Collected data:
——————

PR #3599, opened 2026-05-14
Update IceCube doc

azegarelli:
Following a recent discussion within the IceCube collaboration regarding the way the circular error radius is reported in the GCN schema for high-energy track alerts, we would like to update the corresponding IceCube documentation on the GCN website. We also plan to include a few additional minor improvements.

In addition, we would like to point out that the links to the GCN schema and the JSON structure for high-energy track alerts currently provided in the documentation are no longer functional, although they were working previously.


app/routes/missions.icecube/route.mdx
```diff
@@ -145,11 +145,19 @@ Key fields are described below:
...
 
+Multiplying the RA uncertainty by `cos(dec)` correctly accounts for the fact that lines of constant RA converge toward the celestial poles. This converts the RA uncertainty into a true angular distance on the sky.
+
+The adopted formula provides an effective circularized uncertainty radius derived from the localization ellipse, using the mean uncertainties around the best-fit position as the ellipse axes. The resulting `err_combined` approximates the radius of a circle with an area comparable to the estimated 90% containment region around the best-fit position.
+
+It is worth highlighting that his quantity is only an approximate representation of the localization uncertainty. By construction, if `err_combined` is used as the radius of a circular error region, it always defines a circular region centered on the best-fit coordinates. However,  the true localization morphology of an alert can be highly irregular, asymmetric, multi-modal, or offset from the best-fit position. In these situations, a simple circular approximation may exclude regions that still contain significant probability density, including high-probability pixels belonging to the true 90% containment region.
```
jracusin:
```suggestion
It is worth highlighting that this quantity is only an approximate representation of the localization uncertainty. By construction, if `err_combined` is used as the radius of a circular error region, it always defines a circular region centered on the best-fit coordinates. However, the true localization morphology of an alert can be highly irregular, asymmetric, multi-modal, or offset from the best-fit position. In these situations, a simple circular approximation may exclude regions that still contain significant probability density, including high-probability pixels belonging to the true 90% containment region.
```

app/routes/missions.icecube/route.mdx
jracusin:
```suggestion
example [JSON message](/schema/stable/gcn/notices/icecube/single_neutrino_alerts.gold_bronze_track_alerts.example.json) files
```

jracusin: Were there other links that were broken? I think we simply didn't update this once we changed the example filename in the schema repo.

——————

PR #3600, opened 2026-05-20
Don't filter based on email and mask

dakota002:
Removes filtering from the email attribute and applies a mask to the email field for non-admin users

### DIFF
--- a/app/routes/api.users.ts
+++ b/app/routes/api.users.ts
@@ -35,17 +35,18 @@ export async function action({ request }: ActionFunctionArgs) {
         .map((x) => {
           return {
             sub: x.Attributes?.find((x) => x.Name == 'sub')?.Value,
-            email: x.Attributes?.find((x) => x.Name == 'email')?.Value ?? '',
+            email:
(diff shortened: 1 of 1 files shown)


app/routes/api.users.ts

——————

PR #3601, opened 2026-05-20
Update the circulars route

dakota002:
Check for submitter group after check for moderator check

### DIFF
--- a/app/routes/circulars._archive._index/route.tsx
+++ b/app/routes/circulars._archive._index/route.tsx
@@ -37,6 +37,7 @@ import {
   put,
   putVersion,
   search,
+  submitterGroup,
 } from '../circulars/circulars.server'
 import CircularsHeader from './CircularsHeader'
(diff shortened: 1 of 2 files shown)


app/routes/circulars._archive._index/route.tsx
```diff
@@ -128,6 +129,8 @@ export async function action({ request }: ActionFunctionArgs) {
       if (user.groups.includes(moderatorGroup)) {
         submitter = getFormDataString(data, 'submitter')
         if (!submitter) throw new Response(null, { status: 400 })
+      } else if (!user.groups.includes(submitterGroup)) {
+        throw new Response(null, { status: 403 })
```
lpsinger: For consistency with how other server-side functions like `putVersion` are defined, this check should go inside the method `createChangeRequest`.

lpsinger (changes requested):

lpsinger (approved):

——————

What the task requires:
If a line in the data contains the string "opened", count it, then give the total and nothing else.

Response below:
3